The behavior itself sounds like the application is some relic from the Win9x era (where everyone already had full control of that directory), and it was easier to have the installer give all users full control than it was to figure out where to put the data. My bosses would never stand for that. They'd want it done in a hurry but they want it done right.
captaintrav wrote:In my day job I deal with a lot of software written by engineers for engineers (not the software kind), and it's the rule rather than the exception that the software is doing something boneheaded like storing data files with the application. The sad thing is none of this is new. The concept of a limited user has been around since Windows NT debuted, I don't know why this isn't just a given that your app should work without administrative privileges unless it is doing something rather special. There is some sort of mental block in the Windows world where the mentality that the system is "wide open" basically has persisted despite Windows implementing an actual security model well over 20 years ago.
kvndoom wrote:Meh, it'll always be Windows Millennium for me. Nothing like an idle desktop, with no programs open, suddenly going to either "Explorer.exe has experienced an error" or just straight up BSOD.
When the only way to fix your bugs is literally install another operating system, it's tough to get any worse.
captaintrav wrote:In my day job I deal with a lot of software written by engineers for engineers (not the software kind), and it's the rule rather than the exception that the software is doing something boneheaded like storing data files with the application. The sad thing is none of this is new. The concept of a limited user has been around since Windows NT debuted, I don't know why this isn't just a given that your app should work without administrative privileges unless it is doing something rather special.
LostCat wrote:I guess, but you can just pin it as a tile. Or to the taskbar.
TwistedKestrel wrote:Why does every other piece of software need to install an always running update service, particularly when only a very small number will ever do updates when the application itself is not running (not that I want them to in the first place). Maybe it's a permissions thing and there's a good reason for it?
just brew it! wrote:I remember way back in the day there were some installers that got confused once HDDs got bigger than 4GB. The free space calculation would blow up and no matter how much you had it would think you didn't have enough.

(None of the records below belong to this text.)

PR #575, opened 2014-01-07
update download script to resume downloads when server supports it (fix #559)

### LINKED ISSUE #559: download_checkmd5 ContentTooShortError

dirk-thomas:

### DIFF
--- a/cmake/test/download_checkmd5.py
+++ b/cmake/test/download_checkmd5.py
@@ -4,13 +4,81 @@ from __future__ import print_function
 import os
 import sys
 try:
-    from urllib.request import urlretrieve
+    from urllib.request import addinfourl, BaseHandler, build_opener, Request, URLError
 except ImportError:
-    from urllib import urlretrieve
+    from urllib2 import addinfourl, BaseHandler, build_opener, Request, URLError
 import hashlib
 from optparse import OptionParser
 
 NAME = "download_checkmd5.py"
+
+
+class HTTPRangeHandler(BaseHandler):
+
+    def http_error_206(self, req, fp, code, msg, hdrs):
+        r = addinfourl(fp, hdrs, req.get_full_url())
+        r.code = code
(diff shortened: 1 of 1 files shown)


cmake/test/download_checkmd5.py
```diff
@@ -4,15 +4,83 @@
...
+        if content_length is None:
+            break
+        # or when enough data has been downloaded (> is especially a valid case)
+        if offset >= content_length:
+            break
+        if not accept_ranges:
+            raise IOError('Server does not accept ranges to resume download')
+
+
 def download_md5(uri, dest):
```
tfoote, line 84: This whole second code branch could be avoided by using the above code block. The fetch of the md5sum file hopefully won't ever trigger a partial redownload, but the API is the same and this name poor anyway as it's not md5 specific at all.

dirk-thomas, line 84: This is not touched by the pull request. Simply because I did not want to change existing API.

But what avoidable "second code branch" are you referring to?

bricerebsamen:
I tested it with my server that was making problems and it's working now...
For reference, here is the file that I use for testing:
http://cs.stanford.edu/group/driving/data/ladybug/ladybug_intrinsics.dat
it's likely to stay at this location for a long time, so feel free to use it in the future if you need to make changes.

wjwwood:
+1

caconym wrote:This was ages ago (2006, probably), but the software that came with a Philips digital photo frame I bought refused to install if you had less than 10% free space on your HDD. It didn't matter if you had a 40 GB drive or a 400. I ended up having to move a bunch of stuff to my D: drive, install the software, then move everything back to C:
Would it really have taken the programmer more time to code a limit in MB instead of %? Baffling.
just brew it! wrote:I remember way back in the day there were some installers that got confused once HDDs got bigger than 4GB. The free space calculation would blow up and no matter how much you had it would think you didn't have enough.
SuperSpy wrote:just brew it! wrote:I remember way back in the day there were some installers that got confused once HDDs got bigger than 4GB. The free space calculation would blow up and no matter how much you had it would think you didn't have enough.
One of the super-old installers (installshield?) used to do a 'system check' of sorts to see if the computer was 'good enough'. It, of course, used 32 bit integers for all the size related data, as well as timing a moderately hard calculation to guess the CPU speed.
Of course, on a desktop with 32 GB of RAM, 1 TB of C: drive space and a modern 4.8 GHz CPU it loses it's mind. The RAM and Disk meters would all report some huge negative number, and the CPU calculation was using the normal Windows ~16 ms 'tick' so it would report the calculation took 0 seconds snowing an infinity MHz CPU.